Native geographic location and habitat:

C-Value: 10. Bog birch is found in wet, swampy marshes and bogs in the northern Midwest.

Bark color and texture:

Young bark is thin and reddish-brown with warty lenticels. Older bark becomes dark gray and peels with age.

Leaf or needle arrangement, size, shape, and texture:

Bog birch has alternate, fleshy, 1 1/2 to 2 inch oval to ovate leaves, with coarsely toothed margins. Leaves are medium green that turn yellow in the fall.

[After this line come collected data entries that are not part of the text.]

PR #2205, opened 2026-08-18
feat(desktop): theme the code terminal from app tokens and add keyboard resize

naingthet:
## Summary

The code-mode terminal now follows the app theme and is resizable from the keyboard.

xterm used hardcoded zinc hex values, so the pane stayed dark-zinc in light mode and ignored theme flips. The drawer height lived in `useState` and reset on every remount, and the separator was pointer-only.

## Theme

`readXtermTheme()` reads `--background`, `--foreground`, `--muted-foreground`, and the status quads from `getComputedStyle(document.documentElement)`. ANSI red/green/yellow/blue come from `--critical` / `--success` / `--warning` / `--info`. Magenta has no token, so it reuses the critical foreground; cyan reuses info.

A `MutationObserver` on `document.documentElement`'s `class` reapplies `terminal.options.theme` when `theme.ts` toggles `.dark`.

### oklch in the xterm renderer

Headless Chrome 151 (macOS) accepts `oklch(...)` as a canvas `fillStyle` and paints the correct pixel. `getComputedStyle` still returns the `oklch(...)` string, not `rgb()`. xterm's parser uses that same canvas path, so oklch would work in this Chromium. WKWebView was not available in this checkout.

`resolveCssColor()` still converts tokens to `#rrggbb` before they reach xterm: hex and `rgb()` pass through, other functions go through a live element's computed `color`, then a 1×1 canvas `fillStyle` plus `getImageData` when the fill style stays an `oklch(...)` string. That keeps the renderer on hex if a WebKit build rejects oklch.

## Drawer

The separator is focusable (`tabIndex={0}`) with `role="separator"` and `aria-valuenow` / `min` / `max`. ArrowUp / ArrowDown change height by 32px. Height is stored per workspace in `CodeUiStore` (`tidebreak.code-terminal-drawer-heights` in localStorage).

Open and close clip the reserved band with a 140ms ease-out `max-height` transition. The inner xterm host keeps a fixed height so streamed output does not reflow. `prefers-reduced-motion` skips the reveal.

## Chrome added

| Element | Need it answers |
| --- | --- |
| Focusable resize separator | Keyboard-first: the pointer drag already existed; ArrowUp / ArrowDown is the key path. |
| `aria-label` on the xterm host | The host is an unlabeled region once the drawer header names the surface. |

No second accent, gradient, or shadow. Status color comes only from the existing quads.

## Tests

- Theme derives from stubbed CSS variables and updates when the root class flips (`TerminalPane.dom.test.tsx`).
- Keyboard resize changes `aria-valuenow` and persists per workspace (`TerminalDrawer.dom.test.tsx`).

`pnpm vitest run src/code`, full `pnpm vitest run`, and `pnpm build` passed locally after rebasing onto `origin/main`.

### DIFF
--- a/crates/tidebreak-desktop/ui/src/code/CodeUiStore.ts
+++ b/crates/tidebreak-desktop/ui/src/code/CodeUiStore.ts
@@ -10,6 +10,7 @@ import {
 const REVIEW_SIDEBAR_OPEN_KEY = "tidebreak.code-review-sidebar-open";
 const LAST_CREATE_KEY = "tidebreak.code-last-create";
 const WORKSPACE_SORT_KEY = "tidebreak.code-workspace-sort";
+const TERMINAL_DRAWER_HEIGHTS_KEY = "tidebreak.code-terminal-drawer-heights";
 
 /** What the reader picked the last time they created a workspace. */
 export type CodeCreateDefaults = {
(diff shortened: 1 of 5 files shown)


naingthet (commented):
## Summary

Token-driven `readXtermTheme()` plus a class MutationObserver is the right theme path. `oklch` resolution through computed style then canvas is the honest xterm constraint. Height lives in `CodeUiStore` / localStorage per workspace. The separator is a real slider (`tabIndex`, `aria-valuenow`, ArrowUp/Down). 140ms clip honors reduced motion. Tests pin keyboard persist and theme flip.

Hold merge until desktop UI finishes on this head.

## Issue counts by severity

- bugs: 0
- suggestions: 0
- nits: 0

PR #2202, opened 2026-08-18
feat(desktop): redesign the code-mode sidebar into a command-center rail

naingthet:
## Summary

Code mode's rail is now a dense command-center list: compact cards, a shared Chat/Code switch, and a right-click command list. Viewing a workspace no longer reshuffles the list.

## Card anatomy

Each expanded workspace card answers one question per mark. Compact mode keeps the existing flat buttons.

| Element | Need it answers |
| --- | --- |
| Attention dot on the title | Is this workspace asking for you? Failure is the same critical dot; the prompt lives in the tooltip. The old "the engine turn failed" text pill is gone. |
| Title at 13.5px medium | Which workspace is this? |
| Repo chip (swatch + name) | Which repository does this worktree belong to? The swatch is identity, not status. |
| Mono middle-truncated branch | Which branch? The tail of `tidebreak/…` stays readable. |
| PR glyph (`PR_ICON_TONE_CLASSES`) | Is there a pull request, and is it open, draft, merged, or closed? Number and title stay on the tooltip. |
| Terminal glyph | Is the terminal drawer open on the workspace you are viewing? |
| Pending-approval glyph | Is a structured approval waiting? Distinct from a lifecycle failure. |
| Nested session row | Is a session live? Harness mark + "Running" / "Needs you" + compact age from `created_at`. The chevron is reserved for later subagent nesting. |

Status color comes only from the semantic quads (and the existing merged purple on the PR icon). Reveals use 150ms ease-out and honor `prefers-reduced-motion`. Data updates do not animate. Every pointer control is a button, radio, or menu item.

## Sort modes

The Workspaces header cycles three persisted modes (`CodeUiStore` / localStorage):

- **By repo** — catalog repo order, `created_at` ascending inside each repo.
- **By status** — needs you → running → PR open → done-unreviewed → idle → archived. A digest may move a row only when the rank itself changes.
- **By created** — flat, newest first. Archived rows stay off this list.

## Reshuffle fix

Opening a workspace used to prepend it in `CodeCatalogStore.upsertWorkspace`. The rail also trusted that array order. Presentation now sorts only on `created_at`, repo catalog order, and status rank. `upsertWorkspace` updates in place. Tests pin "selecting a workspace does not reorder" at both the catalog and `arrangeWorkspaces` layers.

## Segmented Chat/Code switch

[...]

PR #2206, opened 2026-08-18
feat(desktop): finish the code workspace chrome and composer effort control

naingthet:
## Summary

Finish the code workspace header and mid-session composer chrome. Each new mark answers one question. Nothing here is decorative.

## What each element answers

| Element | Need it answers |
| --- | --- |
| Header skeleton bars | Is this page still loading? The old fallback printed `Workspace` and the raw repo id, which reads as a finished title. Two bars hold the title and repo slots until those strings exist. |
| Centered error + **Retry** | Did the loader fail, and can you try again? A permanent `p` was a dead end. Retry re-runs the same load. |
| Warning dot on the lifecycle cluster | Did the engine drop journal frames? `unrecognized_event_count > 0` is a warning-quad dot, not a text pill. The count and "transcript may be incomplete" live in the lifecycle tooltip (decision 0031). The stray comment that used to sit on `CodeSessionPane` now lives on this mark. |
| Mono worktree-path chip | Which directory is this session in? Middle-truncated so the tail stays readable. Click copies, using the same copy-state pattern as `ClipboardCopyButton`. Reveal / open-in-editor needs a host capability and is a follow-up. |
| Review-sidebar toggle | Is the inspector open? `PanelRight`, `aria-pressed`, tooltip with the `⌘I` keycap. Same one-keystroke rule as the terminal (`⌘J`). |
| Harness version in the lifecycle tooltip | Which engine build is this session? Visible chrome stays `Idle`; the tooltip adds `Claude Code 2.1.233`. |
| Overflow `...` menu | Where do rename, pin/clear, quick actions, and archive live? The bare **Archive** button was one action pretending to be the whole menu. Archive is last, destructive, and separated. |
| Disabled permission-mode tooltip | Why can you not change the mode mid-session? There is no `POST /code/sessions/{id}/permission-mode` route. The trigger is wrapped so a disabled button can still host the tooltip. |

Status color comes only from the semantic quads. Reveals use 150ms ease-out and honor `prefers-reduced-motion`. Data updates do not animate.

## Shared command list

`origin/thet/code-sidebar-command-center` already landed as #2202, including `ApiClient.patchCodeWorkspace`. This PR extends that exportable list rather than adding a second copy:

- `workspaceCommands()` — card context menu. Adds pin/clear when a session is present.
- `workspaceHeaderCommands()` — header overflow: Rename…, pin/clear, `Run: <name>` per repo `quick_actions`, Archive last.
- `useWorkspaceCardCommands()` runs both surfaces. A quick-action toast is success or error from the exit code, with **View output** opening stdout/stderr in `ToolOutputPreview`.

## Reasoning effort (PR 4b)

Read first: `POST /code/sessions/{id}/turns` (`SubmitTurnBody` in `routes/code/types.rs`) accepts only `message` and `model` (`deny_unknown_fields`). `TurnInput` is `{ text, model }`. Claude, Codex, and Grok adapters pass a model flag only. Grok advertises `reasoning_levels: supported` and documents `--reasoning-effort`, but `compose_print_plan` does not compose that flag.

Nothing on the wire can carry effort today. Shipping a gated selector would be dead UI, so this PR does not add the control. A later ADR can add a turn field (or an honest adapter argv) before the composer offers one.

## Follow-ups

- Host capability to reveal the worktree or open it in an editor.
- Turn-payload field (or adapter argv) for reasoning effort, then the composer control.

## Tests

Replaced, not piled on:

- Header loading asserts skeleton bars and the absence of the literal `Workspace` / repo-id fallback.
- `unrecognized_event_count > 0` asserts the warning dot.
- Review-sidebar toggle flips `CodeUiStore.reviewSidebarOpen`.
- Quick action `lint` surfaces `lint exited 1` on an error toast with **View output**.
- Archive still leaves for the repo page, now through the overflow menu.
- Composer: disabled permission trigger is hoverable and states why.

No effort-control test: the control is not shipped.

## Validation

- `pnpm vitest run src/code` — 148 passed
- `pnpm vitest run` — 1166 passed
- `pnpm build` — `tsc` and Vite production build passed

### DIFF
--- a/crates/tidebreak-desktop/ui/src/code/CodeComposer.dom.test.tsx
+++ b/crates/tidebreak-desktop/ui/src/code/CodeComposer.dom.test.tsx
@@ -31,6 +31,25 @@ describe("CodeComposer", () => {
     expect(screen.getByRole("button", { name: "Permissions: Ask" })).toBeInTheDocument();
   });
 
+  it("explains why the session permission mode cannot change", async () => {
+    const user = userEvent.setup();
+    render(
+      <CodeComposer
+        running={false}
+        permissionMode="ask"
+        onSend={vi.fn()}
+        onInterrupt={vi.fn()}
+      />,
+    );
+
+    const trigger = screen.getByRole("button", { name: "Permissions: Ask" });
+    expect(trigger).toBeDisabled();
+    await user.hover(trigger.parentElement!);
+    expect(await screen.findByRole("tooltip")).toHaveTextContent(
+      "Set when the session started — start a new session to change it",
+    );
+  });
+
   it("queues a follow-up written while a turn is running", async () => {
     const onSend = vi.fn().mockResolvedValue(QUEUED);
     render(
--- a/crates/tidebreak-desktop/ui/src/code/CodeComposer.tsx
+++ b/crates/tidebreak-desktop/ui/src/code/CodeComposer.tsx
@@ -27,6 +27,7 @@ import {
   groupCodeModelOptions,
   type CodeModelOption,
   PERMISSION_MODE_UNAVAILABLE_REASON,
+  SESSION_PERMISSION_MODE_LOCKED,
 } from "./labels";
 
 const MODES: CodePermissionMode[] = ["plan", "ask", "auto", "allow"];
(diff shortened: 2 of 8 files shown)


naingthet (commented):
## Summary

Header chrome is the right finish: skeleton instead of a fake title, Retry on load failure, warning dot for dropped journal frames, worktree chip with copy, `⌘I` inspector toggle, overflow menu with Archive last. Permission mode stays disabled mid-session with a tooltip because there is no mode-change route. Effort control is correctly *not* shipped — the turn body cannot carry it.

No blocking issue. Hold merge until desktop UI finishes.

## Issue counts by severity

- bugs: 0
- suggestions: 0
- nits: 0

naingthet:
Rebased onto `origin/main` after #2205 (`1a606ccc`). One commit replayed cleanly; no conflicts.

Head is now `193225b9`. Desktop UI already passed on the previous head; this is a replay of that same change.

PR #2208, opened 2026-08-18
test(server): stabilize sandbox container timing tests

### LINKED ISSUE #2191: Flaky: sandbox_container_run heartbeat-lease and attached-cancellation tests
Both failed on an unrelated docs/assets-level PR (#2190, run 32155582785), 974 others passed.

```
---- sandbox_container_run::tests::heartbeats_the_lease_so_a_long_run_is_not_reaped ----
panicked at crates/tidebreak-server/src/sandbox_container_run/tests.rs:2157:
lease expiry 2026-08-18 15:45:41.348999 UTC did not move past 2026-08-18 15:45:41.348999 UTC after an observed heartbeat

---- sandbox_container_run::tests::an_attached_cancellation_is_acknowledged_and_torn_down ----
panicked at crates/tidebreak-server/src/sandbox_container_run/tests.rs:3194:
test completed within its time bound: Elapsed(())
```

The heartbeat test was previously stabilized in #2181 and has recurred. Note the failure shows the expiry *equal* to the prior value: if the assertion is strict-greater while a heartbeat landing within the clock's resolution rewrites the same microsecond expiry, the equal case is legitimate liveness, not a missed heartbeat — a lead for whoever picks this up. The cancellation test looks like a plain time-bound squeeze under CI load.

naingthet:
## Summary

- wait for a heartbeat completed after the lease snapshot instead of accepting a stale absolute heartbeat count
- reduce unrelated lease/fence write contention in cancellation and terminal-accounting tests
- replace polling of a transient cancellation-finalization state with an explicit successful-renewal signal
- give diagnostic inner waits enough outer hang-guard headroom under parallel CI load

## Root cause

The heartbeat test could sample the lease after a heartbeat had already completed, then accept that same old heartbeat count and compare the lease value against itself. Several cancellation tests also combined short leases, high-frequency SQLite writes, and outer timeouts shorter than their diagnostic state waits.

A high-parallelism stress audit additionally reproduced `cancellation_finalization_survives_accounting_failure_past_execution_lease`: it depended on polling a transient durable state within a two-second scheduler window rather than observing the renewal operation directly.

## Validation

- `git diff --check`
- entire `sandbox_container_run::tests` module
- 30 consecutive module runs with `--test-threads=32` (1,230 executed tests, zero failures)

Closes #2191

### DIFF
--- a/crates/tidebreak-server/src/sandbox_container_run/tests.rs
+++ b/crates/tidebreak-server/src/sandbox_container_run/tests.rs
@@ -305,6 +305,8 @@ struct TerminalFaultStore {
     fail_accounting: AtomicBool,
     accounting_failure_observed: Notify,
     accounting_calls: AtomicUsize,
+    cancellation_finalization_renewed: Notify,
+    cancellation_finalization_renewals: AtomicUsize,
 }
 
 #[derive(Clone, Copy, PartialEq, Eq)]
@@ -344,6 +346,8 @@ impl TerminalFaultStore {
             fail_accounting: AtomicBool::new(false),
             accounting_failure_observed: Notify::new(),
             accounting_calls: AtomicUsize::new(0),
+            cancellation_finalization_renewed: Notify::new(),
+            cancellation_finalization_renewals: AtomicUsize::new(0),
         })
     }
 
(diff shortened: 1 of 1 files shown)


naingthet (commented):
## Summary

`00f33f9a` is test-only. The heartbeat contract now waits for a tick after the lease snapshot instead of accepting a stale absolute count. Cancellation tests wait on an explicit successful-renewal notify, drop unrelated lease/fence write contention, and give the outer hang guards enough room under parallel CI.

Hold merge until desktop test, clippy, test, and postgres state machine finish on this head.

## Issue counts by severity

- bugs: 0
- suggestions: 0
- nits: 0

Flower arrangement, shape, and size:

Cylindrical female catkins are reddish color, while male catkins form along the same stems and are yellow.

Fruit, cone, nut, and seed descriptions:

The winged seeds are upright and cone-like.

Attracts birds, pollinators, or wildlife:

Numerous birds favor bog birch seeds in late fall.

Plant care:

Bog birch is a colony-forming shrub of bogs and lake borders. It must be planted in moist to wet areas with full sun. This shrub prefers alkaline soil, but it will tolerate some acidity. It has a shallow, fibrous root system that makes bog birch difficult to transplant. This shrub is relatively short-lived and difficult to find in nurseries.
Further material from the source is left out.